EXERCISE MATERIALS:
Issue #226, opened 2019-07-30
futures: support futures 0.3 Streams/Sinks


hawkw:
### Crates

`tracing-futures`

### Motivation

`tracing-futures` currently supports instrumenting `futures` 0.1 `Future`s, `Stream`s, and `Sink`s, and `std::future::Future` from `futures` 0.3. However, the `futures` 0.3 `Stream` and `Sink` traits in the `futures-preview` crate are not supported.

### Proposal

We should probably add support for these traits, with a new feature flag to depend on the `futures-preview` crate as well as on `std::future`.

PR #544, opened 2020-01-22
#226: support futures 0.3 Streams/Sinks

obergner:
## Motivation

tracing-futures currently supports instrumenting futures 0.1 Futures, Streams, and Sinks, and std::future::Future from futures 0.3. However, the futures 0.3 Stream and Sink traits in the futures-preview crate are not supported.

## Solution

Implement traits `Sink` and `Stream` from the `futures 0.3` crate for struct `Instrumented`. These new features are guarded by a combination of feature flags `futures-03` and `std-future`.

Add basic unit tests for both new features, closely modelled after existing unit tests for corresponding features for the `futures 0.1` crate.

Move some test structs only used by futures 0.1-related tests "down" into their test module to avoid warnings about unused code when running tests with `futures-03` enabled.

**Note** that compiling `tracing-futures` with `futures-03` enabled produces a warning about unused method `with_dispatch`. This warning, however, existed before and is unrelated to changes from this PR.

Fixes: #226

### DIFF
--- a/tracing-futures/src/lib.rs
+++ b/tracing-futures/src/lib.rs
@@ -87,8 +87,6 @@ pub(crate) mod stdlib;
 #[cfg(feature = "std-future")]
 use crate::stdlib::{pin::Pin, task::Context};
 
-#[cfg(feature = "futures-01")]
-use futures_01::{Sink, StartSend, Stream};
 use tracing::dispatcher;
 use tracing::{Dispatch, Span};
 
@@ -275,7 +273,7 @@ impl<T: futures_01::Future> futures_01::Future for Instrumented<T> {
 
 #[cfg(feature = "futures-01")]
 #[cfg_attr(docsrs, doc(cfg(feature = "futures-01")))]
-impl<T: Stream> Stream for Instrumented<T> {
+impl<T: futures_01::Stream> futures_01::Stream for Instrumented<T> {
     type Item = T::Item;
     type Error = T::Error;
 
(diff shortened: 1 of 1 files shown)


tracing-futures/src/lib.rs
```diff
@@ -302,6 +303,63 @@ impl<T: Sink> Sink for Instrumented<T> {
...
+        self: Pin<&mut Self>,
+        cx: &mut Context<'_>,
+    ) -> futures::task::Poll<Option<Self::Item>> {
+        let this = self.project();
+        let _enter = this.span.enter();
+        T::poll_next(this.inner, cx)
+    }
+}
+
+#[cfg(all(feature = "futures-03", feature = "std-future"))]
```
hawkw: I think we'll probably eventually want to just get rid of the `std-future` feature and make it always-on, now that it's supported on our minimum Rust version. But, we should do that in a separate PR.

hawkw:
Cool, CI is passing now, going to merge this now.

obergner:
Great! Thanks for accepting this. What I realized somewhat late: in your issue you suggested to introduce a **new** feature that depends on `futures-03` and `std-future`. I did not do this so that now users would need to select two optional features if they want to use this. Although in the light of your comment re. making "std-future" a default feature this might not be necessary anymore.
Plus I forgot to document this new feature.
If you deem it worthwhile I offer to create another PR where I fix this.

TASK PROMPT:
Copy out, exactly and alone, the lines of the entries above between the ones holding "## Solution" and "Add basic unit", inclusive.

RESULT OF THIS EXERCISE:
## Solution

Implement traits `Sink` and `Stream` from the `futures 0.3` crate for struct `Instrumented`. These new features are guarded by a combination of feature flags `futures-03` and `std-future`.

Add basic unit tests for both new features, closely modelled after existing unit tests for corresponding features for the `futures 0.1` crate.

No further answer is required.